- WHAT YOU NEED TO DO
Working from the records below, repeat exactly the lines starting at the line that contains "declare createdAt: CreationOptional<Date>;" and ending at the line that contains "declare defaultAgentId: CreationOptional<string", inclusive.

[Stored items]
PR #28492, opened 2026-07-06
[Agentic User Activation] Migration for Poke provisioning plugin

xebeohp:
## Description (Edited after discussion with Frank and David about Poke plugin design)
Add a column to the `project_metadata` table which stores the pod type. Used to differentiate an activation pod from a typical user-created pod and remains null unless an Activation Pod is created.

This migration is the first step of creating the poke provisioning plugin for Agentic User Activation.

## Tests
Manually tested in my local DB.

## Risk
Low risk, no code depends on this column yet.

## Deploy Plan
Merge then deploy migration.

### DIFF
--- a/front/lib/resources/storage/models/project_metadata.ts
+++ b/front/lib/resources/storage/models/project_metadata.ts
@@ -7,6 +7,8 @@ import { SpaceModel } from "@app/lib/resources/storage/models/spaces";
 import { WorkspaceAwareModel } from "@app/lib/resources/storage/wrappers/workspace_models";
 import type { CreationOptional, ForeignKey } from "sequelize";
 
+export type PodType = "activation";
+
 export class ProjectMetadataModel extends WorkspaceAwareModel<ProjectMetadataModel> {
   declare id: CreationOptional<number>;
   declare createdAt: CreationOptional<Date>;
@@ -24,7 +26,7 @@ export class ProjectMetadataModel extends WorkspaceAwareModel<ProjectMetadataMod
   /** sId of the agent pre-selected for new conversations in this pod. Null = @dust. */
   declare defaultAgentId: CreationOptional<string | null>;
   declare defaultSkillsIds: CreationOptional<string[] | null>;
-  declare activationPodMemberEmail: CreationOptional<string | null>;
+  declare podType: CreationOptional<PodType | null>;
 }
 
 ProjectMetadataModel.init(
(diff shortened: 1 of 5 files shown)


id13 (commented):
Why not using a workspace membership id instead ? 

also, you probably want an index :)

front/lib/resources/storage/models/project_metadata.ts
```diff
@@ -75,6 +76,11 @@ ProjectMetadataModel.init(
       defaultValue: null,
       field: "defaultSkillsIds",
     },
+    activationPodMemberEmail: {
```
frankaloia: I think we can't assume there will be only one member of the activation pod in the future. I'm also generally a bit hesitant to add params for activation that aren't extensible for other use cases.

I think there is a bit of an open question on how do we identify existing activation pods we want to solve, but for the initial poke tool, can we just use the existing mechanisms (ie. name for idempotency)

xebeohp: Ok, maybe we discuss this in our meeting? I assumed that we wanted 1 user to 1 pod for personalized onboarding, but if not I'll need to rework it.

Also isn't name not the best way since the user can easily rename the pod, then the search won't work anymore?

frankaloia: I'm quite confident that we will want to (at some point) experiment with activations pods that are made for n team members.

Perhaps we should make this slightly more generic and go with a `provisioningSource` enum and a provisionedForUserId so that we can look up something like WHERE workspaceId = ? AND provisioningSource = 'activation' AND provisionedForUserId = ?

frankaloia: (then if we do target provisioned for a different ID than user, we can always add it sometime in the future)

xebeohp:

- #28492 ◀

front/lib/resources/storage/models/project_metadata.ts
```diff
@@ -75,6 +78,11 @@ ProjectMetadataModel.init(
       defaultValue: null,
       field: "defaultSkillsIds",
     },
+    podType: {
```
frankaloia: I'm hesitant to add just a generic "type" to the pod as this implies a behavioral contract without explicitly defining it in the code. I prefer that we pin the semantics to the variable name, which is why I was initially thinking `provisioningSource` would be clear

xebeohp: So just rename to `provisioningSource`?

frankaloia: I think so, yes

frankaloia (approved):
LGTM

id13:
LGTM, don't forget to add a partial index on provisioningSource where provisioningSource IS NOT NULL

id13 (approved):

- EXERCISE SOLUTION
   declare createdAt: CreationOptional<Date>;
@@ -24,7 +26,7 @@ export class ProjectMetadataModel extends WorkspaceAwareModel<ProjectMetadataMod
   /** sId of the agent pre-selected for new conversations in this pod. Null = @dust. */
   declare defaultAgentId: CreationOptional<string | null>;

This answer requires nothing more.